Posted on November 5th, 2018
Categories: News

The Kenya safari circuit sold-out in October, now there is a happy piece of news, and long may it last. Kenya’s safari product has long been considered expensive when compared to its other competitors on the continent. The quality and diversity of a Kenyan safari experience, however is far superior to anything else anywhere in Africa. You will agree?

But, there comes a time when cost over experience has to stand up to scrutiny. The recent imposition of value added tax on fuel, a ‘Robin Hood’ tax on bank transactions, a levy to support low-cost housing and the general tightening of our tax regime here in Kenya is going to have a massively negative impact on our value proposition. Not just for tourism but the entire economy.

I can hardly see tourism suppliers not passing these costs of doing business onto their clients. But is there a Plan-B? Perhaps taking the Ryanair model approach, I shudder to even suggest this. Where you pay less for a seat and then everything else you want is added on, which equates to a ton of incremental revenue – turn this model on its head with a safari overlay and what do you get. A from price that blows everyone out of the water, and you could then possibly tailor the add-ons into must-haves.

Thinking out of the box, any box, rather than increasing the price is an option we should all consider. I’m just saying – so please don’t shoot the messenger.

As most of you will know my favourite coast destination is Watamu just south of Malindi, a sleepy back-water with to-die-for-beaches, a few small hotels, rustic in a word. Progress has to come that’s a given, but you’d never ever expect plans for a 61-storey tower, 370-metre high, the tallest in Africa, to suddenly and unexpectedly appear on the road across from the beach.

I’m no engineer but to underpin a building as high as this on coral rag and sand is, well, not possible anywhere in the world.

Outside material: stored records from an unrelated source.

Issue #244, opened 2024-08-28
rather simple decimal floats are converted to scientific / "E" notation


WilliButz:
### Description

Literal floats that I'd consider short and simple enough to represent them in decimal notation are reformatted to scientific / e notation.
I didn't find any specific reasoning about this behavior and I find it quite unexpected, therefore this issue.

### Small example input

```nix
{ a = 0.2; b = 0.068; c = 0.009; }
```

### Expected output

```nix
{
  a = 0.2;
  b = 0.068;
  c = 0.009;
}
```

### Actual output

```nix
{
  a = 0.2;
  b = 6.8e-2;
  c = 9.0e-3;
}
```

infinisil:
Damn, I don't even think I knew that Nix supports scientific notation, nor that nixfmt rewrites floats in that way. Definitely should be fixed!

PR #246, opened 2024-08-29
Don't rewrite floats and don't break e+ syntax

infinisil:
Fixes https://github.com/NixOS/nixfmt/issues/244

- Parses floats into their text as-is, without rewriting anything. This means that floats like `0.068` aren't rewritten as 6.8e-2 anymore. However, `.0` is also not rewritten as `0.0` anymore.
- Fixes a parsing bug that caused `1.e+0` to be formatted as `1.e + 0`, which is invalid syntax

---


WilliButz (approved):

piegamesde (approved):

0x4A6F (approved):

adrian-gierakowski:
Would be great if we could land this in nixpkgs.

Issue #207, opened 2024-06-23
Formatting of selections in function arguments does not agree with RFC 166


oxalica:
### Description

Related: #153

I'm trying to apply RFC 166 style on [rust-overlay](https://github.com/oxalica/rust-overlay) and noticed this weird formatting.

### Small example input

```nix
{
  rust-channel-of-version = assertEq (rustChannelOf { channel = "1.48.0"; }).rustc stable."1.48.0".rustc;
}
```

### Expected output

```nix
{
  rust-channel-of-version = assertEq (rustChannelOf { channel = "1.48.0"; }).rustc
    stable."1.48.0".rustc;
}
```

### Actual output

```nix
{
  rust-channel-of-version = assertEq (rustChannelOf { channel = "1.48.0"; })
    .rustc stable."1.48.0".rustc;
}
```

It splits the selection in the first argument, but does not put the second arguments on a newline, which is really confusing to me. It looks like `(assertEq (..)).rustc` instead of `assertEq ((..).rustc)`

### Rationale

As described in [RFC 166](https://github.com/NixOS/rfcs/pull/166):

> ### Function application
> - In a function application chain, the first element is treated as the "function" and the remaining ones as "arguments".
> - As many arguments as possible must be fit onto the first line.
> - If there is at most one multi-line argument that can be absorbed and all other arguments before/after fit onto a single line respectively, then that multi-line argument is absorbed.

Thus the first argument should be inlined as a whole, and the second argument should be put on a new line (otherwise it would exceed the max width 100).

infinisil:
Looking into this. So far just a minimal reproducer with `nixfmt -w 8`:

Input:
```nix
a (b).c d."e"
```

Output:
```nix
a (b)
  .c d."e"
```

infinisil:
Trying to fix it with https://github.com/NixOS/nixfmt/pull/249

PR #249, opened 2024-08-29
Fix selections getting expanded too liberally

infinisil:
Try to fix https://github.com/NixOS/nixfmt/issues/207

---


infinisil:
This is a hacky fix, but it seems to work pretty well: Very small Nixpkgs diff with effectively just improvements, and it fixes the originally reported issue.

piegamesde (approved):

There are so many other issues surrounding this fantasy build, not least the amount of empty beds and the state of our coasts tourism industry. Blinded by the ‘J’ word, jobs, the county government is all of a twitter, they are also blinded by the environmental impact it will have on the region.

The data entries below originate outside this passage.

PR #240, opened 2024-08-26
Deprecate recursive mode

infinisil:
The recursive mode has caused problems because it doesn't do any filtering, which can mess with files in `.git` directories and elsewhere. While we could support sane implicit filters and an interface to filter explicitly, that adds complexity and maintenance burden.

Instead, we can promote the use of `treefmt` instead, a "formatting multiplexer", which supports file filtering by default. So `nixfmt` will only be the "backend" formatter, while `treefmt` is the frontend.

Previously discussed in a team meeting here:
https://github.com/NixOS/nixfmt/issues/151#issuecomment-2008026386

PR #252, opened 2024-09-11
feat: format the current directory by default

zimbatm:
The common case is to format folders, not stdin.

This changes the default to format the current directory, and introduces
a `--stdin` flag for users that want to wrap `nixfmt` into editors and
other tools.

See also https://github.com/NixOS/nix/pull/11438

### DIFF
--- a/main/Main.hs
+++ b/main/Main.hs
@@ -47,6 +47,7 @@ data Nixfmt = Nixfmt
     width :: Width,
     check :: Bool,
     quiet :: Bool,
+    stdin :: Bool,
     strict :: Bool,
     verify :: Bool,
     ast :: Bool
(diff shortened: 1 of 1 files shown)


infinisil:
It looks like you're unaware of https://github.com/NixOS/nixfmt/pull/240, where we deprecated directory recursing in favor of treefmt taking care of that. I'm not yet 100% sure on the interactions with your PRs 🤔

piegamesde:
Please save your snark for elsewhere. Nixfmt of course still accepts passing multiple files via CLI arguments, as is common practice in such applications. It is up to the caller to do the right thing.

infinisil:
Well said @piegamesde, thanks

Also, last time I [touched treefmt](https://github.com/numtide/treefmt/pull/282), it only used a single process per 1024 files. It went through a rewrite by now, so I'm not sure if that's still the case, but if it's not that sounds like something to fix.

Kamillaova:
Okay, thanks
If treefmt used one process before, I think it works the same way now

PR #254, opened 2024-09-17
Don't expand final list arguments of functions

infinisil:
Applies #233 to last arguments too

Best review commit by commit

---

This work is sponsored by [Antithesis](https://antithesis.com/) :sparkles:

PR #257, opened 2024-10-03
Better list argument handling

piegamesde:
This kind-of-but-not really supersedes #254. It doesn't explicitly touch on list expansion itself, however the part 2 commit implicitly doesn't force-expand last list arguments anymore by virtue of not absorbing them anymore. List expansion will require a fine-tuning pass after this change, notably the question of whether to *never* expand the last argument if it's a list (as done in #254), because right now it will only do so if the second-to-last argument also is a list.


infinisil (approved):
Added an extra commit to fix the remaining cases of poor `mkRenamedOptionModule`, but with that I think this is looking good!

infinisil (approved):
Updated and approved together in today's meeting. This was the final blocker for a treewide Nixpkgs reformat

But let me share the blurb from the developers just so you know from whence I speak: a 270-room 5-star hotel and spa, 180-luxury apartments, a 24-hour casino, a convention centre, an observatory, a shopping complex/mall, and a private beach.

Now we all know that there is no such thing as a private beach in Kenya, so lets knock that one on the head.

The company touting this ludicrous fantasy is Crystal Business SA of Lugano in Switzerland – its Chairman is Dr. Guiseppe Moscarino a vet with few substantial credentials other than his love for Africa, the Managing Director is Oliver Nepomuceno his CV on their website shows little capacity for a project like this, as is the case of the architect Lorenzo Pagnini.

Nicky Parazzi a long-time resident of Watamu and a leading eco-warrior penned these comments on social media recently.

Described as outrageous, and Dubaiesq: and an April fools joke by many, but apparently being touted in Italy and elsewhere, including (according to the developer himself) in high political circles in Kenya. Of concern, at a stakeholder meeting in April, the developer and his team could not answer rudimentary, questions about the build in an extremely challenging, natural geographical area and the project in general – including a simple question about how many people the building would cater for (both workers and clients). And yet again the promise of jobs over-rode all serious questions. A sure sign there’s a need to scratch the surface. 

 We can NOT afford to take this lightly! Let’s stop spoiling Watamu! Keep it natural for future generations. Click HERE to sign our petition.

 One interesting snippet gleaned from the dailies last week, was that all imported used vehicles HAVE to be shipped from Mombasa by rail. So, it might stand to reason that us folk from Nairobi and up-country will be able to utilise the empty wagons back down to Mombasa when on holiday or on business, for our vehicles, thus saving us all the drive.